# Paint it or Not?



## johnsailp (Oct 17, 2017)

I am told by alot of people to leave it original and do not touch this paint?   Is there a reason, are these bikes like in high demand are there people wanting them, i really havent even looked at pricing them.  https://www.flickr.com/gp/jpactivity/94708g

I normally ride a Specialized FatBoy, but my dad was throwing his bike out!  I said Hold on a minute I am the biker in the family so i figured i would try to restore but this has been fun !   I also knew about a place in Pittsburgh  here  https://www.bicycleheaven.org/  but i never went until this weekend!   WOW i am so in on this now and i am looking for old bikes now!   I use to ride BMX and jump ramps and stuff, this place had all of these bikes all kinds of bikes from movies to people that gave them stuff this place the owner said it took hoim 30 years to save all of it!


----------



## Freqman1 (Oct 17, 2017)

I wouldn't say high demand or expensive but whatever value it has now will be cut in half if decide to re-paint it. V/r Shawn


----------



## rustjunkie (Oct 17, 2017)




----------



## pedal4416 (Oct 17, 2017)

I wouldn’t paint it! That bike will clean up really well!! 
I grew up riding BMX and collecting old bikes too.


----------



## ADVHOG (Oct 17, 2017)

I vote NO to paint! Its way too awesome as is! Rub some linseed oil on it and call it good!


----------



## bricycle (Oct 17, 2017)

paint is great already, just needs light cleaning.


----------



## 49autocycledeluxe (Oct 17, 2017)

I can not get my mind around someone looking at that bike and just thinking throw it away.


----------



## 2jakes (Oct 17, 2017)

johnsailp said:


> I am told by alot of people to leave it original and do not touch this paint?   Is there a reason, are these bikes like in high demand are there people wanting them, i really havent even looked at pricing them.  https://www.flickr.com/gp/jpactivity/94708g
> 
> I normally ride a Specialized FatBoy, but my dad was throwing his bike out!  I said Hold on a minute I am the biker in the family so i figured i would try to restore but this has been fun !   I also knew about a place in Pittsburgh  here  https://www.bicycleheaven.org/  but i never went until this weekend!   WOW i am so in on this now and i am looking for old bikes now!   I use to ride BMX and jump ramps and stuff, this place had all of these bikes all kinds of bikes from movies to people that gave them stuff this place the owner said it took hoim 30 years to save all of it!

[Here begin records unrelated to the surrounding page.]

PR #19, opened 2015-09-18
Fix configure when --with-cpu not supplied

pmur:
This will now attempt to use the newest CPU architecture available
from the compiler, and prevent a degenerate case whereby hardware
dfp is supported, but a specific PPC machine is not selected.

### DIFF
--- a/configure.ac
+++ b/configure.ac
@@ -247,6 +247,21 @@ AC_ARG_WITH([cpu],
     with_dfp=no ;;
   esac
 ])
+
+# If building for a soft dfp, we must explicitly
+# prevent the compiler from emitting hardware
+# instructions. Otherwise, unexpected behavior
+# will occur.
+#
+# Test to the toolchain to see if it supports the
+# option to disable hard dfp, and if so, disable it.
+# This should work for s390 and power.
+if test "$with_dfp" == "no"; then
+  cflags_tmp="$CFLAGS"
+  CFLAGS="$CFLAGS -mno-hard-dfp"
+  AC_COMPILE_IFELSE([AC_LANG_SOURCE([[]])],[],[CFLAGS="$cflags_tmp"])
+fi
+
 AC_SUBST(with_dfp)
 AC_MSG_RESULT($with_dfp)
 
--- a/configure.ac
+++ b/configure.ac
@@ -220,13 +220,29 @@ AC_ARG_WITH([cpu],
 ],[
   case "$host_cpu" in
   powerpc*)
+    # Test successively newer processors and select the
+    # best implementation.
     AC_COMPILE_IFELSE([AC_LANG_SOURCE([[
-      #ifdef _ARCH_PWR6
-      # define SUCCESS 1
-      #else
+      #ifndef _ARCH_PWR6
       # error "Support for hardware dfp isn't available"
       #endif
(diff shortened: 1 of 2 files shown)


pmur:
This fixes issue #19

tuliom:
This patch is interesting, but I believe we should have some code first to force soft dfp when with-cpu isn't specified.
Only after that we could have a patch that tries to automatically get the cpu value like this one.

configure.ac
```diff
@@ -220,13 +220,37 @@ AC_ARG_WITH([cpu],
...
     AC_COMPILE_IFELSE([AC_LANG_SOURCE([[
       #ifdef _ARCH_PWR6
       # define SUCCESS 1
       #else
       # error "Support for hardware dfp isn't available"
       #endif
-      ]])], [with_dfp=yes], [with_dfp=no]) ;;
+      ]])], [with_dfp=yes; submachine=power6], [with_dfp=no])
+    AC_COMPILE_IFELSE([AC_LANG_SOURCE([[
+      #ifdef _ARCH_PWR6X
```
tuliom: Shouldn't you test for _ARCH_PWR6 ?

configure.ac
```diff
@@ -220,13 +220,37 @@ AC_ARG_WITH([cpu],
...
+      # define SUCCESS 1
+      #else
+      # error "Support for hardware dfp isn't available"
+      #endif
+      ]])], [with_dfp=yes; submachine=power6x], [])
+    AC_COMPILE_IFELSE([AC_LANG_SOURCE([[
+      #ifdef _ARCH_PWR7
```
tuliom: Do we really need to test for POWER7 and POWER8?
They both set _ARCH_PWR6 and _ARCH_PWR7.

pmur: Yes, the order here matters. We test for increasingly newer processors until we fail.

Suggestions for a more canonical way to test for these values? Ideally, we might just run one test which would print out the correct values based on the supplied macros.

tuliom:
> Yes, the order here matters. We test for increasingly newer processors until we fail.

I wasn't really referring to the order, but if it was really required to test for POWER7 and POWER8. But now I see I was still blindly following the old behavior that didn't use to change `submachine`.
Let me put it in a different way: to find the value of `with_dfp`, you only need to test for POWER6.

> Suggestions for a more canonical way to test for these values? Ideally, we might just run one test which would print out the correct values based on the supplied macros.

You could encapsulate the duplicated code, so that you could have something like this:
```
CMACRO_IFELSE([_ARCH_PWR6],
              [with_dfp=yes; submachine=power6],
              [with_dfp=no]);
CMACRO_IFELSE([_ARCH_PWR6X],
              [submachine=power6x], );
CMACRO_IFELSE([_ARCH_PWR7],
              [submachine=power7], );
...
```

pmur:
I've updated the patch to simplify the macro tests as suggested, and added a new patch to pass -mno-hard-dfp when building for soft_dfp on power/z targets.

tuliom:
Both patches LGTM in overall.  You may merge it yourself after:
 - Adding a signed-off-by tag to all of them (according to https://github.com/libdfp/libdfp/blob/master/CONTRIBUTING#L50-L52)
 - Improving the output of ```configure --help``` to explain the usage of ```--with-cpu=no```.

pmur:
Merged with suggested changes.

PR #20, opened 2015-09-21
Fix edge case with strtod*

### LINKED ISSUE #3: test failure
On ppc64el, there a failure on test-strtod : 
$ cat test-strtod.out
104 Error:   Expected: "+0,000,000,000,000,000E-398"
             Result:   "+5,000,000,000,000,000E-398"
    in: ./tests/test-strtod.c:119.

Found 1 failures.

pmur:
An edge case overlooked values a multiple of 10 higher than what could be represented by the _Decimal* types.

This check is enhanced to set errno in these cases. A few extra test cases are added to catch the same bug with 32 and 128b implementations. And the lm2lmd_to_c table is increased to better handle this if it slips through.

This should fix #3


tuliom:
LGTM.
It's just missing a Signed-off-by.

pmur:
Merged with suggested changes.

PR #23, opened 2015-10-20
Remove a workaround from make-release.sh

tuliom:
Since configure now attempts to automatically detect the cpu,
make-release.sh doesn't need to force a specific CPU while configuring
libdfp.

Signed-off-by: Tulio Magno Quites Machado Filho <tuliom@linux.vnet.ibm.com>


pmur:
LGTM

PR #24, opened 2015-12-02
__int128 <-> _Decimal128 DPD Conversion Support

pmur:
BID _Decimal128 -> __int128 support is still TODO.


pmur:
I reworked the conversion routines to support dd and df support, and removed a bit of duplicate code.

BID is failing tests unexpectedly, some comparisons seem to be getting evaluated wrong. (i.e -1 > 0 returning true). I need to look into that.

sysdeps/dpd/Makefile
```diff
@@ -1 +1 @@
-libdfp_files += dpd-private binpowof10 decpowof2
+libdfp_files += dpd-private binpowof10 decpowof2 ticonstants fixtdti fixunstdti
```
tuliom: I can't build these files on ppc32.

tuliom:
This PR is breaking the check-localplt.out on ppc64.

pmur:
So, TImode probably won't ever work on a 32 bit platform. The build system needed a bit of monkeying as this causes us to support another ABI without TImode.

Unfortunately, this makes the tedious task of maintaining the ABI check 2x as time consuming. 

I'm not going to add a configuration option to control this, as it will become increasingly complicated to maintain as float128 will also depend on this.

pmur:
Fixed a typo symbol-hack.h causing unsdddi to get linked to unsddti, causing a test failure with soft-dfp.

pmur:
Thanks.

I agree, the ctz/clz bug *should* have been picked up by the test suite. However, the test suite does not do much (any?) testing of proper exception handling.

pmur:
Fixed the comment and merged via a rebase.

PR #28, opened 2015-12-18
Another round of TI support

pmur:
Fix missed comments from previous review.
Fix warnings when building in the source tree.
Fix for GCC < 4.9


tuliom:
LGTM.

PR #35, opened 2015-12-22
Final set of patches for DPD TI mode support

pmur:
This implements the float*ti{dd,sd} functions, and fixes a double rounding bug uncovered in trunctdsd2 while testing whether the default rounding mode was working as expected.

### DIFF
--- a/base-math/floattitd.c
+++ b/base-math/floattitd.c
@@ -24,6 +24,8 @@
 
 #include <dfpacc.h>
 
+#include "convert_helpers.h"
+
 /*
  * Convert a signed 128-bit binary integer into nearest representable
  * IEEE754R 128-bit Densely Packed Decimal Floating-point (DFP).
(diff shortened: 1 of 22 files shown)


base-math/floattitd.c
```diff
@@ -95,7 +120,7 @@ __BACKEND_ (floattitd) (INT128 a)
     {
       /* If abs(a) is less than 63-bits we can convert the signed
        * value directly.  */
-      result = (long long) a;
+    result = (INPUT_TYPE64) a;
```
gftg85: What happens when the return type (RET_TYPE?) is a Decimal32?
This is possible, right?

gftg85: Oh, just saw the comment on convert_helpers.h. Nevermind my question. :)

tuliom:
LGTM

gftg85:
@pmur, thanks for your explanations. Your patch looks good to me.

pmur:
Merged. Thanks!

PR #40, opened 2016-01-15
Add hack to fix tests building with older GCC

pmur:
This seems to mitigate the issue without introducing added complexity.


sysdeps/soft-dfp/dpd/numdigits.h
```diff
@@ -214,7 +214,10 @@ FUNC_D (left_justify) (DEC_TYPE x)
   __get_digits_d32(x, digits, NULL, NULL, NULL, NULL);
 #elif _DECIMAL_SIZE == 64
 # define decfield dd
-  union ieee754r_Decimal64 mask = { .di = {
+  /* The 'static const' is a hack to prevent an ancient version
+     of GCC from transforming this NaN and removing its payload,
```
tuliom: Could you mention the GCC version, please?

LGTM with that change.

pmur:
Pushed with clarified comments. Thanks!

Issue #123, opened 2020-02-07
Cannot import dfp/math.h after math.h


arteymix:
Hello!

I am trying to fiddle your library into a small project to provide extended numerical types through the GLib type system (see https://github.com/arteymix/numeric-glib/pull/12). I also expose these types in such a way we can use Vala/Genie languages for operating at a higher level.

Vala generates code that imports `math.h` prior to `dfp/math.h` and there is an explicit check to prevent this import order in libdfp math header file.

What is the rationale behind this behaviour?

pmur:
This is due to a decision made many years ago not to integrate the _DecimalN features of ISO TR 24732 and later TS 18661-2 which extend the API of the standard C library and changes the behavior of many existing macro functions into glibc.  libdfp works around this by interposing C library headers which are modified by these proposals.  See Section 6 of README.user for more details.

In theory this works, in practice it has some warts.  Notably, the classification macro (e.g `isfinite` or `isinf`) are a bit outdated compared to their glibc equivalents, and scanf does not support scanning decimal types.

arteymix:
I see. The trick would be to include dfp include folder in C include path.

Have you considered providing a pkg-config file to automate this work for end-users?

arteymix:
Everything works on my side now.

PR #124, opened 2020-02-12
Add pkg-config file

arteymix:
As suggested in #123, this file will ease the usage of libdfp by setting a proper include directory for C headers and the expected `__STDC_WANT_DEC_FP__` definition.


arteymix:
It's effectively a trivial change. For what it's worth, I've never seen a copyright notice in a *.pc file.

Issue #125, opened 2020-02-18
fabs() macro is broken


pmur:
This is an almost type-generic macro (only with respect to _DecimalN) which will cause some weird headaches for binary float users.  This at best belongs in tgmath.h, and should be removed from math.h

pmur:
This is fixed with the aforementioned patch.

PR #128, opened 2020-02-20
Add _Float128 support, cleanup dfp/math.h, and move to C11

pmur:
This also fixes a number of little bugs along the way. Notably #125. Notably, ix86 also supports _Float128 with recent GCC, thus I've also removed the TFmode conditional from libbid so it actually builds.

I built test-bfp-conversions for hard-dfp and verified the macros evaluated TFmode correctly. I think it works, but should be verified. @stliibm if you have a moment, can you run tests on s390?


pmur:
@tuliom FYI, if you need to scratch that itch to review libdfp code.

stliibm:
@pmur I've just build and run the testsuite with this branch. Despite of the check-localplt issue #129 the testsuite runs fine.

pmur:
And tested for ppc{,64}.  Some workarounds were required to support the increasingly old RHEL7 4.8 toolchain which doesn't entirely support C11.  Will submit Monday if I don't hear anything.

If you have to ask, then the answer that a lot of people that tell you to leave it original won’t have much meaning for you.
I enjoy a bike in it’s original colors. I will clean as needed and replace parts that need replacing. Others will do a
complete restoration. Everyone has their idea of what the bike should look like.

As has already been mentioned, the value will go down, if you decide to repaint.


----------



## NoControl (Oct 23, 2017)

I only repaint if the bike has already been painted, or if the paint is super bad.


----------



## catfish (Oct 23, 2017)

Just clean it!


----------



## Rides4Fun (Oct 23, 2017)

I agree with the " clean it " crew.  Would love to see some pics of the difference!


----------



## kreika (Oct 23, 2017)

For sure leave it be! Cool graphics on the tank.Find that light cover or a whole replacement then lube and tubes.


----------



## THE STIG (Oct 23, 2017)

johnsailp said:


> I am told by alot of people to leave it original and do not touch this paint?


----------



## vincev (Oct 23, 2017)

Not high value but still cool.I would clean,polish and ride


----------



## Jeff54 (Oct 23, 2017)

Simplified terms most do understand; money! If you paint this bike then you will not have increased its value, unless you do a spot on restoration, then it will be about the same value it was before painting. +/- And if you just do your own job; any color other than, or an none professional the same color or an custom, house paint or rattle can, even auto paint too, then, most likely, it'll be valued even less.   Ka-Ching!


----------



## 2jakes (Oct 23, 2017)

vincev said:


> Not high value but still cool.I would clean,polish and ride


----------



## Vintage Paintworx (Oct 24, 2017)

I'd repack all bearings, new tubes, tires and chain, then enjoy.


----------



## partsguy (Nov 2, 2017)

Repainting is something that is a touchy subject. I only repaint if 40-60 percent of the original paint is gone or beyond recognition. For my 1955 blue Radiobike, 1960 purple Dayton, and 1963 gold Silver Jet that is the case. In those situations, the appearance and value can only be improved with a careful, very accurate restoration of the painted parts. Partially or completely.

In this case, your bike is much more special and valuable as it is. Original. Untouched. Just think, someone may have that Rollfast in need of restoration, and your original can provide them with all the info they need to restore their bike! That is why originality is so important to keep if at all possible.


----------